§ Task objective: Within the lines below, find those that hold the string "POST" and copy each one.
*** Block opens ***
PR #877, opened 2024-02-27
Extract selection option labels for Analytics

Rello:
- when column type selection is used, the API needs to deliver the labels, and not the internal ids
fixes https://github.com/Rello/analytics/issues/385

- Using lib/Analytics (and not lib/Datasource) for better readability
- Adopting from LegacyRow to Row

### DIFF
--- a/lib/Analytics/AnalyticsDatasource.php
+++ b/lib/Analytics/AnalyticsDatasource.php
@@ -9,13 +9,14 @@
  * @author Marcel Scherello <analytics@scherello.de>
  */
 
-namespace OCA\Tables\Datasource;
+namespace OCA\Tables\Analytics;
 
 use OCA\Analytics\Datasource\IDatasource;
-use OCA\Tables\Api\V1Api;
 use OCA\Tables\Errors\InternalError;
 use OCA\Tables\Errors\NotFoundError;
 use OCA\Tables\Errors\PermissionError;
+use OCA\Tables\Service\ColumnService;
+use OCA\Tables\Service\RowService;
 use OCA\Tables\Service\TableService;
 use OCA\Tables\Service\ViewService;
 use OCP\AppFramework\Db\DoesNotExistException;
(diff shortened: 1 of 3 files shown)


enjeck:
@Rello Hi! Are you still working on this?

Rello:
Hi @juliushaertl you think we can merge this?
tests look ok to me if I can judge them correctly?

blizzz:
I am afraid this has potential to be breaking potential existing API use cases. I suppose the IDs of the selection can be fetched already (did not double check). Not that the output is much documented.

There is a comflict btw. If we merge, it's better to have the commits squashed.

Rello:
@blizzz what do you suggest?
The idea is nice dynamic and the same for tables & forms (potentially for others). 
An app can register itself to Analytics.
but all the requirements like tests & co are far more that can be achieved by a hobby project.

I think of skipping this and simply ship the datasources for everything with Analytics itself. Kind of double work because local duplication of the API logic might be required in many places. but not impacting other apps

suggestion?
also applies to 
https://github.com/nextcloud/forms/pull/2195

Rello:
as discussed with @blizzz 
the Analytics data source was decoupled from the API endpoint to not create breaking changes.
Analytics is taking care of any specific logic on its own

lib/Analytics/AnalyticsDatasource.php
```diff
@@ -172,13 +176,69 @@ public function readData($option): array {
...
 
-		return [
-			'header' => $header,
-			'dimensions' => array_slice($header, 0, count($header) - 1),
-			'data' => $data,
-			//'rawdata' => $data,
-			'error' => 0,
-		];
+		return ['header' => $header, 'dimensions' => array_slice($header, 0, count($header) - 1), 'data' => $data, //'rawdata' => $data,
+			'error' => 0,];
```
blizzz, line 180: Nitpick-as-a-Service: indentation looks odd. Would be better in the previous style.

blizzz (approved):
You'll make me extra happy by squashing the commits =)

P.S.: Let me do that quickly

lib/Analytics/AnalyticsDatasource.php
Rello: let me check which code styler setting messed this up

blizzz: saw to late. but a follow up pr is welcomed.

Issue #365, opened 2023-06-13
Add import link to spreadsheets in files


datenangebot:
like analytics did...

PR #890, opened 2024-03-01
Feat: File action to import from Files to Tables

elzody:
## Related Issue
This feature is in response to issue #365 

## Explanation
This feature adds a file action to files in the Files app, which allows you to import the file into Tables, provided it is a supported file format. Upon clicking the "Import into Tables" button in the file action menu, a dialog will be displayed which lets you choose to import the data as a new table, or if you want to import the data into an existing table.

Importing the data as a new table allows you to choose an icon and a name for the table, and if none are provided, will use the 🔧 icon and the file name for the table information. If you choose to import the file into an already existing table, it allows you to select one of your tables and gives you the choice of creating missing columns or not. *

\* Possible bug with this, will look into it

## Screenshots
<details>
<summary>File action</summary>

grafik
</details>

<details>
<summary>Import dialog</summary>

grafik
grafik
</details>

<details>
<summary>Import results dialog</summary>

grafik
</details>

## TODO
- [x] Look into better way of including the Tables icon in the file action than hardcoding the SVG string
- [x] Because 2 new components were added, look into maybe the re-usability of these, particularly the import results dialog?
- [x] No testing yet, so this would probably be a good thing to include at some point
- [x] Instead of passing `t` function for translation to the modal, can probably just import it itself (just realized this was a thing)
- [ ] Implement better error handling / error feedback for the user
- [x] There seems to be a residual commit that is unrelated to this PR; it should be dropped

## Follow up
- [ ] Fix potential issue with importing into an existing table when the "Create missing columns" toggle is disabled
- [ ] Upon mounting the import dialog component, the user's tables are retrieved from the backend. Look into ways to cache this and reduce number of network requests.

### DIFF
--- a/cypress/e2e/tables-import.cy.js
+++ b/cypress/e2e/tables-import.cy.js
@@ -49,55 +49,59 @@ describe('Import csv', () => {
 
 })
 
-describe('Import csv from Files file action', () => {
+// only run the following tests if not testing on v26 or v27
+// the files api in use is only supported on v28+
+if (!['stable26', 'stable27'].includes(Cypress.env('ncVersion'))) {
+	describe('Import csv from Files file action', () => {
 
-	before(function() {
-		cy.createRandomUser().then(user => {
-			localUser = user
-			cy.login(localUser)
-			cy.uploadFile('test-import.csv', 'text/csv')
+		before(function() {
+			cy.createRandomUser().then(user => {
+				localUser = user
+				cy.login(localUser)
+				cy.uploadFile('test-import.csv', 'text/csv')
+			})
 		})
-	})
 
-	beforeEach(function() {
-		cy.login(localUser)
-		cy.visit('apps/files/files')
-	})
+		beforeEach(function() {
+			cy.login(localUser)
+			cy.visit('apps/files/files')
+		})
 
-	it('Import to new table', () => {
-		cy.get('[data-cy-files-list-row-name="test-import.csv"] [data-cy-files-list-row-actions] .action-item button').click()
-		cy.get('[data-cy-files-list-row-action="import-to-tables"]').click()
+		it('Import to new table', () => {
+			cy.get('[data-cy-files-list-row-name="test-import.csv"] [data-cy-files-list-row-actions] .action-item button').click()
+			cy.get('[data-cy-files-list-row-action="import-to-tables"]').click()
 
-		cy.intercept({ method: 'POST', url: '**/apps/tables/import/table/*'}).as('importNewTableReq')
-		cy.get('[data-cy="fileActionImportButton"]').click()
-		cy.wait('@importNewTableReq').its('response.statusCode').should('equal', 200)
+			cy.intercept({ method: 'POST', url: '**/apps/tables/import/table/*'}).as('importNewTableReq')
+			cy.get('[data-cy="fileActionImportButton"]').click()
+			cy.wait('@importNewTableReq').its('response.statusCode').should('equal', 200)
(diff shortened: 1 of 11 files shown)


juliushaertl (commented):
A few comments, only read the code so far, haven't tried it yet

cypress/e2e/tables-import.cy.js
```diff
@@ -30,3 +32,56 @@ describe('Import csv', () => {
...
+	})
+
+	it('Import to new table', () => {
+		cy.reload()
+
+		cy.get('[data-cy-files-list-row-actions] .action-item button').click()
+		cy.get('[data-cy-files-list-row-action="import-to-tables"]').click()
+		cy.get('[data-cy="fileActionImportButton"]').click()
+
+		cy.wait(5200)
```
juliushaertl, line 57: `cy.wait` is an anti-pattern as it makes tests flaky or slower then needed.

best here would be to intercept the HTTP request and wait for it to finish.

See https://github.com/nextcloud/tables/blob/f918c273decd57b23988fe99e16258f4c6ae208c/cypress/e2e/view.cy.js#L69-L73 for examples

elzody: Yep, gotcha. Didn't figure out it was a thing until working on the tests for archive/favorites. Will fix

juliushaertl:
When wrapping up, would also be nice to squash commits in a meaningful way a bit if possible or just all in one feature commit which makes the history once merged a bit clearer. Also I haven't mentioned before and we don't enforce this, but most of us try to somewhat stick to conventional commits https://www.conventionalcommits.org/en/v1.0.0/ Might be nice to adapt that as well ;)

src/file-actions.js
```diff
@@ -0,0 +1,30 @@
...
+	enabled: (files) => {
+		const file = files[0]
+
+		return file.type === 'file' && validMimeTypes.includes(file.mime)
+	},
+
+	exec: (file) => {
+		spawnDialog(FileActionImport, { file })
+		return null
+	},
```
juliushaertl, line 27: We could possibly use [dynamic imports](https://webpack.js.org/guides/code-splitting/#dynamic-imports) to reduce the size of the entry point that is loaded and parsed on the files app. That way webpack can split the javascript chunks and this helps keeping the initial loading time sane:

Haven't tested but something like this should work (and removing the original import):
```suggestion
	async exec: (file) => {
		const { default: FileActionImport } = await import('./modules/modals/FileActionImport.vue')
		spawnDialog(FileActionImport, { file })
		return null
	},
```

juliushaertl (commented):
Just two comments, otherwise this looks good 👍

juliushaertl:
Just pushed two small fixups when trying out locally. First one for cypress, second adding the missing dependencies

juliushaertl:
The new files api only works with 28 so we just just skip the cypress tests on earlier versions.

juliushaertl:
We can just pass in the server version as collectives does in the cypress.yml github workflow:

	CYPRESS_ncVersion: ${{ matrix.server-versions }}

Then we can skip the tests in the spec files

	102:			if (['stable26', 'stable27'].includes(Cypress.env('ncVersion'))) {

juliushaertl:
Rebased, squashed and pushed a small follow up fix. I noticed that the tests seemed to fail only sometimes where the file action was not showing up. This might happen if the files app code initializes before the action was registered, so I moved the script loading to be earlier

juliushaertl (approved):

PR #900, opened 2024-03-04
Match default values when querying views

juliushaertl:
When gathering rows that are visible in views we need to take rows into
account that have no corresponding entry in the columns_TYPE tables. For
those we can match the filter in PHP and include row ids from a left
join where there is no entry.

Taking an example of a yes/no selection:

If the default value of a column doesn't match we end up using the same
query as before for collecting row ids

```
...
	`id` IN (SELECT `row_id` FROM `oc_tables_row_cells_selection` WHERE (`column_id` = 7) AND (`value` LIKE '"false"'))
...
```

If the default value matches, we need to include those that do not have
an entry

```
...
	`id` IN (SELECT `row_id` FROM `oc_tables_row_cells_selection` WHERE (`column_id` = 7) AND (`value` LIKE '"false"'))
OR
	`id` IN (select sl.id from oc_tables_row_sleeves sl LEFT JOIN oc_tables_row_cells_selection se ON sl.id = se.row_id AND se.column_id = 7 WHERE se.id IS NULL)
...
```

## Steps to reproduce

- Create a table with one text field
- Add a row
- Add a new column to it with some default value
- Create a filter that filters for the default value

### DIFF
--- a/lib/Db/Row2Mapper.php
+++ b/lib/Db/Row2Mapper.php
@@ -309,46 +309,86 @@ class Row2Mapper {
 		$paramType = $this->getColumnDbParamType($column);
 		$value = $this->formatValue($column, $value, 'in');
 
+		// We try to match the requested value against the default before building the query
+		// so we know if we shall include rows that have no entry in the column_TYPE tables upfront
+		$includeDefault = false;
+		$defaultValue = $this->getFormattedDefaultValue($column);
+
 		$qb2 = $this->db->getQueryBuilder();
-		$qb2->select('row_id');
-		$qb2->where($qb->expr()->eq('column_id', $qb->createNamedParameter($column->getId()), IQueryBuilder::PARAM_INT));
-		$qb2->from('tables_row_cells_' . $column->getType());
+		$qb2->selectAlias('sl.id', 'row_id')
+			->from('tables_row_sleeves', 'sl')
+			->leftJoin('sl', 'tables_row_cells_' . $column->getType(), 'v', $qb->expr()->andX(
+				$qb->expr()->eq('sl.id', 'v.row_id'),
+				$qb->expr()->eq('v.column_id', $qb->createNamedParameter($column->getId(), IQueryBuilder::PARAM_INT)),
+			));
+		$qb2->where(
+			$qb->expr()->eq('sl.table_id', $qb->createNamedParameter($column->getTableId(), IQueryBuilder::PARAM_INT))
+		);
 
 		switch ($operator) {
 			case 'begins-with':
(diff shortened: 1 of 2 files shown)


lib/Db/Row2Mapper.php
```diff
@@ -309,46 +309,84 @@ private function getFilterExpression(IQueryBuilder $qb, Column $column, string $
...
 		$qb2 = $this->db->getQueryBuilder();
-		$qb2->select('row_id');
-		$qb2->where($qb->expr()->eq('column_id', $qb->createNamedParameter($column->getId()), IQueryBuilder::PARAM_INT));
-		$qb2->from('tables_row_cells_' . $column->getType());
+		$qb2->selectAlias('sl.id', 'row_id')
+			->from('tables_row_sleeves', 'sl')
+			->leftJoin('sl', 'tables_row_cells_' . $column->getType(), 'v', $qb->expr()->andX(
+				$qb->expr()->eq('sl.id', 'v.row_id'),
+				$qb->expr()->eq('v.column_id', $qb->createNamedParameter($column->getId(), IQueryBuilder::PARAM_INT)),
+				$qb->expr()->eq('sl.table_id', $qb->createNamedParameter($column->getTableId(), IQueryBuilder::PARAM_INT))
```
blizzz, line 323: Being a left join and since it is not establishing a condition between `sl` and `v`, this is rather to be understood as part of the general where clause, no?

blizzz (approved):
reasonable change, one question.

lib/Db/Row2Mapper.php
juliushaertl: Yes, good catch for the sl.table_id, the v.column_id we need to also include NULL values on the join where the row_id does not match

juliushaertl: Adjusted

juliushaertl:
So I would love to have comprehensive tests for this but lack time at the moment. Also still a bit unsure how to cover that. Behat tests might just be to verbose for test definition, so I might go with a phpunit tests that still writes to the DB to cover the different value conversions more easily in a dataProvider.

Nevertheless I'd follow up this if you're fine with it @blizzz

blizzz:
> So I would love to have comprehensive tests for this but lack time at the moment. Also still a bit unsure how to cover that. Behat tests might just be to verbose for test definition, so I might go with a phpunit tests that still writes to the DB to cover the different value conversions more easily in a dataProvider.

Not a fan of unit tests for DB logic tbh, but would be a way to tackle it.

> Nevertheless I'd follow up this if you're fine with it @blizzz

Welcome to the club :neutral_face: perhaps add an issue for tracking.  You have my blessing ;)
*** Block closes ***
§ Output of the task:
-		cy.intercept({ method: 'POST', url: '**/apps/tables/import/table/*'}).as('importNewTableReq')
+			cy.intercept({ method: 'POST', url: '**/apps/tables/import/table/*'}).as('importNewTableReq')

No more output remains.